Abstract

A potent immunosuppressive factor (SUF) is found in the supernatant of short-term cultures of unstimulated thymocytes or spleen cells of neonatal mice and rats and in culture medium of hybridoma cell lines established by fusing neonatal mouse spleen cells with T lymphoma cells (the BW 5147 line). In vitro incubation of spleen cells with SUF suppresses the acute in vivo graft-vs.-host disease, normally induced by allogeneic spleen cells in lethally irradiated mice. Incubation of bone marrow cells with SUF does not affect the hemopoietic stem cells. The addition of SUF to mixed lymphocyte reaction cultures strongly suppresses lymphocyte proliferation. The non-species-restricted inhibition of cell proliferation induced by SUF is shown not to be due to toxicity or nonspecific interference with DNA synthesis. Molecular size fractionation of crude SUF revealed two active moieties: a large moiety of molecular mass greater than 100 kDa and a small moiety of less than 3 kDa. The high kDa moiety mediates T cell unresponsiveness both in vivo and in vitro.
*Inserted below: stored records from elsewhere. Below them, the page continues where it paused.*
PR #166, opened 2026-08-07
Fix AI Conversation working indicator lifecycle

hzcheng:
## Summary

- Keep readable provider lifecycle signals authoritative during quiet work so running sessions do not age into a false stopped state.
- Follow newly appended running turns without overriding explicit historical navigation, including coalesced refreshes and stale-revision recovery.
- Show Working when the latest in-progress interaction is already rendered even if the selected-input metadata is transiently stale.
- Handle a temporarily unavailable lifecycle signal without throwing, and keep safety fixtures aligned with failure and recovery semantics.

## Skill harvest

no skill change — Existing regression and provider-adapter skills already require rendered-surface coverage, real provider data, and the full branch-level CI equivalent before push; the initial CI failure came from not running that existing gate, not from an instruction gap.

## Verification

- `npm run test:ci:linux`
- `npm run test:safety:run`
- Focused execution-monitor contract RED before the null guard, then GREEN
- `npm run test:behavior-contracts` (41 catalog/audit plus 4 release-journey tests passed)
- Changed-line coverage: 100% (65/65) against `origin/main`
- `git diff --check`
- Final independent read-only review: no Critical, Important, or Minor findings

### DIFF
--- a/docs/testing/behavior-contracts.json
+++ b/docs/testing/behavior-contracts.json
@@ -4348,11 +4348,13 @@
   {
     "id": "CONVERSATION-WORKING-INDICATOR-001",
     "domain": "webview",
-    "title": "AI Conversation shows a reduced-motion-safe Working indicator only while the latest response remains in progress",
+    "title": "AI Conversation keeps a reduced-motion-safe Working indicator visible through quiet provider work and newly appended running inputs",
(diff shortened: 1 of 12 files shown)


hzcheng:
lgtm

PR #167, opened 2026-08-07
Fix Codex worklog duration display

hzcheng:
## Summary

- preserve Codex app-server turn timing through the conversation adapter so completed worklogs show their duration
- sum fully timed subagent turns while excluding idle gaps and fail closed to plain Worked when any contributing turn is incomplete
- add real adapter-to-viewer coverage for precise durations, fallbacks, multi-turn dispatches, and malformed timing

## Testing

- npm run test:ci:linux
- npm run test-compile
- node --test tests/contract/aiSessions/codexConversationAdapter.test.js tests/integration/dashboard/conversationViewer.test.js
- git diff --check origin/main..HEAD
- SKIP_NPM_CI=1 npm run install-local

## Skill harvest

No skill change was justified. The task friction around build ordering, review fixes, capability auditing, and installed-byte verification is already covered by the existing repository skills.

### DIFF
--- a/docs/testing/behavior-contracts.json
+++ b/docs/testing/behavior-contracts.json
@@ -4050,6 +4050,7 @@
       "tests/unit/aiSessions/conversationText.test.js",
       "tests/unit/aiSessions/conversationModel.test.js",
       "tests/contract/aiSessions/claudeConversationAdapter.test.js",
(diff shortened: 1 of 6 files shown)


hzcheng:
lgtm

PR #169, opened 2026-08-07
Fix duplicate external link navigation

hzcheng:
## Summary

- let VS Code Webview handle HTTPS links through its native navigation path
- keep absolute local file links routed through the Extension Host for exact file and line opening
- add rendered browser coverage that rejects simultaneous native and Host navigation for both initial and sanitized live content

## Skill harvest

no skill change — the only workflow retry was a missing compiled test artifact, and the existing testing guidance already requires compilation before browser tests

## Verification

- `npm run test:ci:linux` (149 Chromium tests; changed-line coverage passed)
- focused rendered HTTPS and local-file link browser tests (3 passed)
- `node scripts/run-dashboard-webview-checks.js`
- `git diff --check`
- `SKIP_NPM_CI=1 npm run install-local` (Agent Pivot 1.0.4 and Attention UI Bridge 1.0.1 installed; packaged and installed bytes verified)

### DIFF
--- a/docs/testing/main-capability-coverage.json
+++ b/docs/testing/main-capability-coverage.json
@@ -2,7 +2,7 @@
     "version": 1,
     "audit": {
         "base": "2b34c653119bdf480f2af0330ee3809b51441807",
-        "head": "6218c88baa1aacc6ad07f611fa38bf52ef999ab2",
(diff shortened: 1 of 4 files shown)


hzcheng:
lgtm

PR #170, opened 2026-08-07
feat: add in-conversation find bar with match highlighting

hzcheng:
## Summary

- Adds a Ctrl/Cmd+F find bar to the AI conversation viewer: a compact overlay anchored to the top-right of the conversation viewport with a search field, live match count, and previous/next/close controls
- The query matches case-insensitively across the visible conversation text (collapsed worklog content is skipped), including phrases that span inline-code boundaries; runaway result sets stop at an announced 999+ cap and queries without matches flag the field red
- Every match paints through CSS custom highlights (`conversation-find` / `conversation-find-current`) with a distinct current match that scrolls into view; Enter / Shift+Enter and the bar controls step with wrap-around, and the count announces the position through a polite status role
- The query reapplies after every authoritative page refresh, keeping the current position clamped against the new match set without yanking the scroll position
- Escape closes the bar, restores focus, and clears all highlights; reopening keeps and selects the previous query, and a text selection inside the conversation seeds the search

## Behavior contracts

- Adds `CONVERSATION-FIND-001` (P1, automated): integration coverage for the find bar markup and the script-order chain, browser coverage for Ctrl+F open / Escape close, case-insensitive and cross-node matching, highlight registration, Enter/Shift+Enter/button wrap-around, scroll-into-view, no-results flagging, the 999+ cap, refresh reapplication, and top-right overlay geometry

## Verification

- `npm run test:ci:linux` passes, including release packaging (the new script ships in the VSIX) and changed-line coverage 100% (33/33)
- `tests/browser/conversationViewer.test.js` 157/157 with six new find tests, `tests/integration/dashboard/conversationViewer.test.js` 385/385
- Rendered-output screenshots reviewed at 700px and 320px panel widths: the bar hugs the viewport's top-right, stays usable at minimum width, and shows no clipped or truncated labels
- `git diff --check` clean; `media/conversationFindScripts.js` is byte-identical to `src/webview/conversationFindScripts.js`

## Skill harvest

- Updated `.skills/resilient-webview-mutation-protocols` with the new-Webview-script registration checklist (document-builder script tag, `.vscodeignore`, release-packaging entries, browser harness route, contract evidence) derived from this branch's six registration touch-points; validated with `tests/unit/tooling/repositorySkills.test.js`


hzcheng:
lgtm

PR #173, opened 2026-08-08
feat(conversation): Workspace-scoped notes in the Comments panel, with a full comment-stack consolidation

hzcheng:
## Summary

**Feature: project-scoped Workspace notes in the AI Conversation Comments panel.** The panel now opens with a Workspace section above the Session list: quick-capture notes with free-form tags, a panel-wide filter bar (status + tags), collapsible groups with live open/total counts, a draggable sash between the two independently scrolling regions, and header-embedded actions (compose, send, clear done, clear all). Workspace notes are shared by every Session of the project (persisted under `project-comments/v1` keyed by projectId), keep a dispatch history, and stay open until deliberately marked done; selected conversation text can be saved straight into a note as a source snapshot. Session comment cards gain the same unified tag/status chip row and drag-to-reorder.

**Refactor: full review and consolidation of the comment feature** (both stacks), fixing 14 confirmed bugs and removing the parallel-implementation duplication:

- `commentPrimitives.ts` — one `CommentError` base class (both public error classes extend it, so `instanceof` works across stacks) plus single copies of the validation/text/tag/reorder/clear primitives (previously up to 4 copies).
- `snapshotFileStore.ts` — generic atomic snapshot persistence (digest-addressed files, temp-write + rename, fail-soft reads); both stores became thin wrappers, rebind copy stays session-only.
- `queuedCommentController.ts` — the shared resilience protocol (serialized queue, optimistic revisions, settlement replay with LRU idempotency, persist → commit → rollback, rebuild-on-undeliverable). Both controllers lost ~75–80% of their lines to it.
- Webview: `sessionStack`/`projectStack` config objects collapse ~20 near-duplicate function pairs (validators, pending gate, posting, settlement, tag rows/chips, icon buttons, drag & drop); the script shed its dead code and shrank by ~220 lines.
- Protocol: operation lists are single-sourced from model constant arrays (types derive via `typeof`, runtime checks reuse the same arrays), and the order-sensitive terminal negative guard is now an explicit positive branch.
- Notable fixes: pending gate missed `<input>` controls, project re-render dropped the disabled state mid-flight, `resetSession` leaked the tag editor, the shared status line raced between stacks (Workspace results are now prefixed), `clearAll` could be blocked by a corrupt in-memory entry, locate raced queued mutations (now queued), and cross-class submission errors degraded to `failed` (now preserved via the shared base).
[...]

PR #174, opened 2026-08-08
refactor(conversation): consolidate the bookmark stack onto the shared mutation pipeline

hzcheng:
## Summary

Follow-up to #173: the bookmark stack was the third instance of the same queue/settlement/persist pattern and is now migrated onto the shared modules built there. Pure internal consolidation — no user-visible change.

- `snapshotFileStore.ts` is generalized on the payload shape (`payloadKey`/`itemsOf`/`buildSnapshot`/`maxSnapshotBytes` hooks), and `bookmarkStore.ts` becomes a thin wrapper (306 → ~110 lines). The on-disk format (`conversation-bookmarks/v1`, `interactionIds` field) is unchanged — zero migration.
- New `queuedMutationController.ts` extracts the mid-level pipeline shared by all three viewer-state controllers: serialized operation queue, optimistic revisions, idempotent settlements with replay, persist/commit gate helpers, and the rebuild-on-undeliverable fallback. `QueuedCommentController` was re-based onto it with behavior preserved point-for-point, and `bookmarkController.ts` was migrated (274 → ~160 lines).
- Three latent edge inconsistencies aligned to the comment stacks' semantics, each pinned by a unit test: settlement keys no longer include the subscription generation (a cross-generation retry now replays the true outcome instead of `stale`; the webview drops stale-generation messages on its own), redundant bookmark toggles settle successfully without rewriting identical bytes to disk, and replayed settlements no longer re-trigger a document rebuild on delivery failure (the original publish already attempted it).
- First dedicated unit suite for the bookmark controller (9 tests: toggle flow, stale defense, replay, budget limit, freeze/reset, restore gating, no-op persistence skip, IO failure mapping), registered as an owner of `CONVERSATION-OUTLINE-BOOKMARKS-001`.
- Public API surface unchanged: viewer.ts, composition.ts, dashboard.ts, and sessionRebindCoordinator.ts required no edits.

## Skill harvest

no skill change — this cycle's friction (an `Array.every(fn)` arity trap caught immediately by the store tests, and a JSON contract-file reformat that was reverted in favor of surgical edits) was reviewed against the decision standard: both are one-off items already guarded by existing checks. Recorded as `Skill-Harvest: none` in the capability audit commit (8b1ff5e).

## Verification

- `npm run test-compile`; unit **674/674** (665 + 9 new); integration **385/385**; browser **162/162**; `lint:ci`; `test:behavior-contracts`; `brand:check`; coverage baselines (`test:coverage:ci`, changed-line coverage 96.71%).
- Capability audit regenerated and green (`8b1ff5e`); all five implementation commits assigned to `MAIN-AI-SESSION-CONVERSATION-OUTLINE`.
- Packaged and installed locally (`SKIP_NPM_CI=1 npm run install-local`, byte-verified) and accepted through a manual regression pass (bookmarks, both comment stacks).

### DIFF
--- a/docs/testing/behavior-contracts.json
+++ b/docs/testing/behavior-contracts.json
@@ -4614,11 +4614,13 @@
     "priority": "P0",
     "status": "automated",
     "owners": [
+      "tests/unit/aiSessions/conversationBookmarkController.test.js",
       "tests/unit/aiSessions/conversationBookmarkStore.test.js",
       "tests/integration/dashboard/conversationViewer.test.js",
       "tests/browser/conversationViewer.test.js"
     ],
     "evidence": [
+      "src/aiSessions/conversation/bookmarkController.ts",
       "src/aiSessions/conversation/bookmarkStore.ts",
       "src/aiSessions/conversation/viewer.ts",
       "src/webview/conversationOutlineScripts.js",
--- a/docs/testing/main-capability-coverage.json
+++ b/docs/testing/main-capability-coverage.json
@@ -2,7 +2,7 @@
     "version": 1,
     "audit": {
         "base": "2b34c653119bdf480f2af0330ee3809b51441807",
-        "head": "84daa1256b925387cc57a8d3af4c04c016ad3c5c",
+        "head": "fe9935f1097409d38cb6f6bad191528e83aa4279",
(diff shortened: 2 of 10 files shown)


hzcheng:
lgtm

In vitro studies revealed that this moiety primarily affects an early event in the proliferative response to alloantigen and mitogen, that prevents interleukin 2 (IL 2) receptor expression and, consequently, blastogenesis and DNA duplication. It does not affect, however, the synthesis of IL 2. The suppressive activity of the low kDa moiety can be demonstrated only in in vitro systems. Pre-treatment of donor lymphocytes with this fraction cannot prevent graft-vs.-host disease mortality. The inhibition of cell proliferation induced by this fraction in vitro is most likely due to interference with the utilization of IL 2, as suggested by its suppressive effect on the proliferation of CTLL-2 cells (an IL 2-dependent cell line).